> [What you are asked to do]:
In the records below, begin at the line that has "darktable is distributed" and stop after the line that has "copy of the GNU General Public License"; quote those lines verbatim and nothing more.

Segment Start: Records for the task

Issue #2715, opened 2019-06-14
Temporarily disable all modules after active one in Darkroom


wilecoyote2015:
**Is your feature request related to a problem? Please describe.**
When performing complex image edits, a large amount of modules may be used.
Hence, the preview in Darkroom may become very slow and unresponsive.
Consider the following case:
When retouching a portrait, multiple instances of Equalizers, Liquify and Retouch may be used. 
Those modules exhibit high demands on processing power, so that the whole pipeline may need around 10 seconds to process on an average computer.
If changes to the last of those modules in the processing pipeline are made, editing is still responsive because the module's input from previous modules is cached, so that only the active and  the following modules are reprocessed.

Segment End: Records for the task
Segment Start: Records for the task

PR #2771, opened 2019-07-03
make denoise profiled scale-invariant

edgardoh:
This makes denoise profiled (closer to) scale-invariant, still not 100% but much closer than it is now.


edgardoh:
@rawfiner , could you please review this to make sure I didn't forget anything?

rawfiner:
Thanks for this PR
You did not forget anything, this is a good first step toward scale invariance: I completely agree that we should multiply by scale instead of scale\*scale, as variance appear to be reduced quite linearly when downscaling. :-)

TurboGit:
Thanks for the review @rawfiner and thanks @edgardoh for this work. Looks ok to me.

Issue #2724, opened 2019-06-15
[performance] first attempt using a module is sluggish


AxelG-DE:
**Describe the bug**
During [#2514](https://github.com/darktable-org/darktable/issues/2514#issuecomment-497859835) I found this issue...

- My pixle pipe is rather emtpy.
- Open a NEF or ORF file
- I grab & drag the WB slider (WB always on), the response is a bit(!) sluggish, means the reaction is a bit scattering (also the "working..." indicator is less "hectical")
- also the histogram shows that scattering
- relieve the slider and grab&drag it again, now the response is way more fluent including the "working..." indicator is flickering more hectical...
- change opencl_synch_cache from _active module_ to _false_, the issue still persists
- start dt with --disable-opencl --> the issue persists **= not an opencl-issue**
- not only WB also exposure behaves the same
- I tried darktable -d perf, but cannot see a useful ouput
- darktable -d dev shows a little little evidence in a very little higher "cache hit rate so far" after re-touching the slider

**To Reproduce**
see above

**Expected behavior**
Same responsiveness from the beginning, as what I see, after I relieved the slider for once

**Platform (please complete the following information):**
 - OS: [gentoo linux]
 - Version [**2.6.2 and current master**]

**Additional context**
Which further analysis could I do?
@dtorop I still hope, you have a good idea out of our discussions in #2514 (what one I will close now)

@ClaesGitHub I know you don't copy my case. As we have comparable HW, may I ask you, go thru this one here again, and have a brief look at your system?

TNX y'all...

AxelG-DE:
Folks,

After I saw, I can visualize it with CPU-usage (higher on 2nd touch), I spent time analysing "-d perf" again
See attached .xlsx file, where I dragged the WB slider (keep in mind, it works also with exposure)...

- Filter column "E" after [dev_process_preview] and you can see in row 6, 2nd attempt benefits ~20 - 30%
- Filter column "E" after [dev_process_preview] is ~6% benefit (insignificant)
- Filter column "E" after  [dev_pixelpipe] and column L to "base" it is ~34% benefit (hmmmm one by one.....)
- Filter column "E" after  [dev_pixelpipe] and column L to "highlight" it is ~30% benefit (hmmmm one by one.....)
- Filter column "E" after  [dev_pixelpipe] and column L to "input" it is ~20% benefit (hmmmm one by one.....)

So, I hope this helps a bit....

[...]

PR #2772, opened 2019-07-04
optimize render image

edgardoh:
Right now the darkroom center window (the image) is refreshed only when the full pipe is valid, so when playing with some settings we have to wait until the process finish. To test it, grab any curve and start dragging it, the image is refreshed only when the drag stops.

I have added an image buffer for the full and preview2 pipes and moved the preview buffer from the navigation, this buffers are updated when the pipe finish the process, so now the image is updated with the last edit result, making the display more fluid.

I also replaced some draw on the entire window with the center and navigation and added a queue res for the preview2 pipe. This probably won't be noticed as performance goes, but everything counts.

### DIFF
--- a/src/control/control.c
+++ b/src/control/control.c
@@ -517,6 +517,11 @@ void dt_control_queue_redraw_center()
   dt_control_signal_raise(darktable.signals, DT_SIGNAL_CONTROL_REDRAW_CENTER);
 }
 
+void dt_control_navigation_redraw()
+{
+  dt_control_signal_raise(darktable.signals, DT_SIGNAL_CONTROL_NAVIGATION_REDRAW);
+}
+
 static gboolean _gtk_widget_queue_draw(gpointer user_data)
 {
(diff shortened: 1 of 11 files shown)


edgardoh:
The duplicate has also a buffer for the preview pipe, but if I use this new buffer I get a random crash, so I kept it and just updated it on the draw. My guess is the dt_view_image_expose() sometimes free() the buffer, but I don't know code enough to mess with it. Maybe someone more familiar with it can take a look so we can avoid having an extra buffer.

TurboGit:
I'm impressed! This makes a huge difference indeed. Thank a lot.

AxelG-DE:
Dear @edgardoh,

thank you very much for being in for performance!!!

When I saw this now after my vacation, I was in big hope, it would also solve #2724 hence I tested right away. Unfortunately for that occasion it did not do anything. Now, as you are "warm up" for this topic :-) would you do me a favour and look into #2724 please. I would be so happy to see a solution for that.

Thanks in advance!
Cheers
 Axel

Segment End: Records for the task
Segment Start: Records for the task

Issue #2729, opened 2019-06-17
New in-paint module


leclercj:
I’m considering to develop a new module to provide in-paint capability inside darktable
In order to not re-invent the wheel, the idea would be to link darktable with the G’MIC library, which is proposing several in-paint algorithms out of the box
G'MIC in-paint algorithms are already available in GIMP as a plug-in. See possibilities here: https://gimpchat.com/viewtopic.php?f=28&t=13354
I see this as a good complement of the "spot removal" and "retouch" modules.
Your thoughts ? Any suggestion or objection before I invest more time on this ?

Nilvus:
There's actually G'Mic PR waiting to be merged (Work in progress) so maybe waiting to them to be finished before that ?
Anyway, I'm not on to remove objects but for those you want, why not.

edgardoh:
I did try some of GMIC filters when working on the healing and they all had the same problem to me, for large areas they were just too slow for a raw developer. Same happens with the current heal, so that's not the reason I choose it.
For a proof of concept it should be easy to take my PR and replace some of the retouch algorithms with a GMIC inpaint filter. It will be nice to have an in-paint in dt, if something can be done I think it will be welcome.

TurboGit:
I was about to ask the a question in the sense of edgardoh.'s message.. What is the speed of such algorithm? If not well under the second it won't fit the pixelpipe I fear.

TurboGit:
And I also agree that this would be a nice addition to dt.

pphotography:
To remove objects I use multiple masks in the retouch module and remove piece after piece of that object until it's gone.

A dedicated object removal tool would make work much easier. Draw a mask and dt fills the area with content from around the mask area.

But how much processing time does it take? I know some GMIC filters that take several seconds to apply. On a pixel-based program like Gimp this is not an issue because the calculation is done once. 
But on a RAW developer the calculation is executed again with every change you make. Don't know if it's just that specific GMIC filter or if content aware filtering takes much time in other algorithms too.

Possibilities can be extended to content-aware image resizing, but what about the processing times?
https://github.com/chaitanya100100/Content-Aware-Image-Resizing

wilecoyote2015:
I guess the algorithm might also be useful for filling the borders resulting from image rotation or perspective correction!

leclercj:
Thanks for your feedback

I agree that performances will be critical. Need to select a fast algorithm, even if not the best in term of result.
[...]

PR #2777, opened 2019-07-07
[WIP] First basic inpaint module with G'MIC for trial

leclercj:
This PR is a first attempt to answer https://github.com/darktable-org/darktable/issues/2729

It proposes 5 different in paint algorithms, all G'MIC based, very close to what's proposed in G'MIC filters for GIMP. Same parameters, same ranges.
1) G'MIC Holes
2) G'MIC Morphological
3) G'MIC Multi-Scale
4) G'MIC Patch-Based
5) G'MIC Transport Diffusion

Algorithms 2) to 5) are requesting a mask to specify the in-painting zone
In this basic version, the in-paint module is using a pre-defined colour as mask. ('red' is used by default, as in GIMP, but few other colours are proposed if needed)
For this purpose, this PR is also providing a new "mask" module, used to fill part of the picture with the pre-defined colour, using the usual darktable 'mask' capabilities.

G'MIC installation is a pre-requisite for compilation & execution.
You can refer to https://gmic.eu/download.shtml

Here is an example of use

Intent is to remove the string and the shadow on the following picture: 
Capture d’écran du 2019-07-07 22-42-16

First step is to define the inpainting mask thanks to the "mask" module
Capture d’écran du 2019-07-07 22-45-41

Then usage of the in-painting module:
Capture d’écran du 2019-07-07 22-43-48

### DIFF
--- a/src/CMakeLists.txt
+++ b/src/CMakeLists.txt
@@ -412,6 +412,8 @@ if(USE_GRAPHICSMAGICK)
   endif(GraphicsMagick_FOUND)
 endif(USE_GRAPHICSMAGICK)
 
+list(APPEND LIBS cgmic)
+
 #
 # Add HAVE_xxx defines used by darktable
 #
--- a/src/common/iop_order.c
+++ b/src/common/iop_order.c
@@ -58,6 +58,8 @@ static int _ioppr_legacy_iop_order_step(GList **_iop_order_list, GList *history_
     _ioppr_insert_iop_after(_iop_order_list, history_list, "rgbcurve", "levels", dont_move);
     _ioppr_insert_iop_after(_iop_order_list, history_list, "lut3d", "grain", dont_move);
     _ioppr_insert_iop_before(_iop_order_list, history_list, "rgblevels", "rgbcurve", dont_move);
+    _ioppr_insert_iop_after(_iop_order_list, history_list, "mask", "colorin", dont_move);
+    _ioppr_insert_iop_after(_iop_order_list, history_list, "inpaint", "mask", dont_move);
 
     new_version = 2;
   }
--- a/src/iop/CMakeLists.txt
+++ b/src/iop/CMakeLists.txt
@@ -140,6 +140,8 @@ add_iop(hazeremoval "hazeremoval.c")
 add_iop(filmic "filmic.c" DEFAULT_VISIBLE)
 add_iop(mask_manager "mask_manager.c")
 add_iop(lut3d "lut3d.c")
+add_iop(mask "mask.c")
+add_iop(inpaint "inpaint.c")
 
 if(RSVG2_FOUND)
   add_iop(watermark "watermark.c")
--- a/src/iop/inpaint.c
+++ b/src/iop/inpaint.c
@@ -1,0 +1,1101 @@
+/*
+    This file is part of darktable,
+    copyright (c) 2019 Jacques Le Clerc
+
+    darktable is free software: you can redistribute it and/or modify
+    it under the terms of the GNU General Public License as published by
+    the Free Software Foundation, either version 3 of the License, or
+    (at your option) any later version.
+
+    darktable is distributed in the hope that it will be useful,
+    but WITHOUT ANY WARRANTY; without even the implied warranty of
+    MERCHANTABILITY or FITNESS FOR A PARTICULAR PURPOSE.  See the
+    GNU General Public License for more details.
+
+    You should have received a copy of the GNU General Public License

Segment End: Records for the task

> [Finished exercise]:
+    darktable is distributed in the hope that it will be useful,
+    but WITHOUT ANY WARRANTY; without even the implied warranty of
+    MERCHANTABILITY or FITNESS FOR A PARTICULAR PURPOSE.  See the
+    GNU General Public License for more details.
+
+    You should have received a copy of the GNU General Public License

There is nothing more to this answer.